• Records from a data collection:
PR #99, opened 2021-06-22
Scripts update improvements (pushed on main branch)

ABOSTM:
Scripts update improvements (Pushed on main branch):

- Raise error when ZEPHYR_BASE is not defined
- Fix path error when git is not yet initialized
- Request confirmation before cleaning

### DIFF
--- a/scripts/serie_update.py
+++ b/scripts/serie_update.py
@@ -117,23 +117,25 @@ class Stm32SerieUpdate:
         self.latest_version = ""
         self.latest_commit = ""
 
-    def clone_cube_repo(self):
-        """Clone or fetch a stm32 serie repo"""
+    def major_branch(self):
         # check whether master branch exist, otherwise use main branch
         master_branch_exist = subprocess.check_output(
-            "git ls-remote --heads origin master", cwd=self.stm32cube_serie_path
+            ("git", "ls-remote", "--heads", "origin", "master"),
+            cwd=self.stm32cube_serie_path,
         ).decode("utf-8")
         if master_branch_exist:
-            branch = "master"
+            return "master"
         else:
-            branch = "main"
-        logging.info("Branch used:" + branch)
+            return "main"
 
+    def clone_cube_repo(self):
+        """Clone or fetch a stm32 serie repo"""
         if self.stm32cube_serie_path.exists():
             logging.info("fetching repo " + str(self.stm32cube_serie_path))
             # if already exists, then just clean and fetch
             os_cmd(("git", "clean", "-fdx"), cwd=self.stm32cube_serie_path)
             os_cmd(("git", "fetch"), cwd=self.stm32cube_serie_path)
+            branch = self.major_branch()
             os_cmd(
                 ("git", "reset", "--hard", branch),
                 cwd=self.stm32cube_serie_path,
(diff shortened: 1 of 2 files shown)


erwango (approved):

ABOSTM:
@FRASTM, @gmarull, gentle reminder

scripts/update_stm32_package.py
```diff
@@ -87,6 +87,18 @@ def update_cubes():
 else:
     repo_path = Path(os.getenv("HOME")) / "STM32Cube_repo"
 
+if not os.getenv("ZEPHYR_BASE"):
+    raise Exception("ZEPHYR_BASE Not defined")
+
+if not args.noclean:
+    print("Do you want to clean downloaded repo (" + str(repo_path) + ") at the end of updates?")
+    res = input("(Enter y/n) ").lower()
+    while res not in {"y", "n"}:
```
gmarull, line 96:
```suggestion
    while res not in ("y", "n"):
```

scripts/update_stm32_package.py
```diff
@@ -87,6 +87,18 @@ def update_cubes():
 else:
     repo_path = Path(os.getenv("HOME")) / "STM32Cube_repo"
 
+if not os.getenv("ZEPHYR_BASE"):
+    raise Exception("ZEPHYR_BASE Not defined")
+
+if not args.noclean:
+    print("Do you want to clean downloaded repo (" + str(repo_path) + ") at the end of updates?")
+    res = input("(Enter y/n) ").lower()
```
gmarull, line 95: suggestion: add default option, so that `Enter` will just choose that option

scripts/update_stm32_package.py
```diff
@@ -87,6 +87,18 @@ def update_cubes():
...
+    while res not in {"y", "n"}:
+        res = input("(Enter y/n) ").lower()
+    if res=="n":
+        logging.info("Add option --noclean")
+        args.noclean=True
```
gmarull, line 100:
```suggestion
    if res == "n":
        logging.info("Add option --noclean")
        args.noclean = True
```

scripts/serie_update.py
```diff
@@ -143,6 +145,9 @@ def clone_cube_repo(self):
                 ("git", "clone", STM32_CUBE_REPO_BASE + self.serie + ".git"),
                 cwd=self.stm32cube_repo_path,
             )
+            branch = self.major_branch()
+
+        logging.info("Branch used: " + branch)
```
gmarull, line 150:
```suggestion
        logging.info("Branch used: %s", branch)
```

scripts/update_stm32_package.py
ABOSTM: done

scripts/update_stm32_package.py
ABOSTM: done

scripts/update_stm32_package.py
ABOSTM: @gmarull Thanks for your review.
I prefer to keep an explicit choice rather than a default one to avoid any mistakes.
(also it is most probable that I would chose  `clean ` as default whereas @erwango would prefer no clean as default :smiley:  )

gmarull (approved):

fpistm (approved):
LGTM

--

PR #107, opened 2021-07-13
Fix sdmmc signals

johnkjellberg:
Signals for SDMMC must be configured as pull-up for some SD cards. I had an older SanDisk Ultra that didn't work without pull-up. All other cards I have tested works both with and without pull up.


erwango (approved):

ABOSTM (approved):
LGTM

--

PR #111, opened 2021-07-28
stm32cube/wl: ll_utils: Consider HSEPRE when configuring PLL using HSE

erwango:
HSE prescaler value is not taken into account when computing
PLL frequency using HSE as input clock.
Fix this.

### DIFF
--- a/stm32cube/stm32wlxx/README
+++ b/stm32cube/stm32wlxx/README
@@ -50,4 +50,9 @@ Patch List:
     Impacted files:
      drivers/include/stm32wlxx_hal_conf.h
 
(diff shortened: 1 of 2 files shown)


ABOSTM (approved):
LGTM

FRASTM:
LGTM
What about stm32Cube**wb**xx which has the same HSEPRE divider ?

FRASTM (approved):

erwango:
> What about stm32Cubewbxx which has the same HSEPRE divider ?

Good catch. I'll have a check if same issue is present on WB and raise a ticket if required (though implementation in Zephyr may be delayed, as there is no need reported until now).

• Work to complete: Copy out each line of the data that holds the string "about".

• Task response:
What about stm32Cube**wb**xx which has the same HSEPRE divider ?
> What about stm32Cubewbxx which has the same HSEPRE divider ?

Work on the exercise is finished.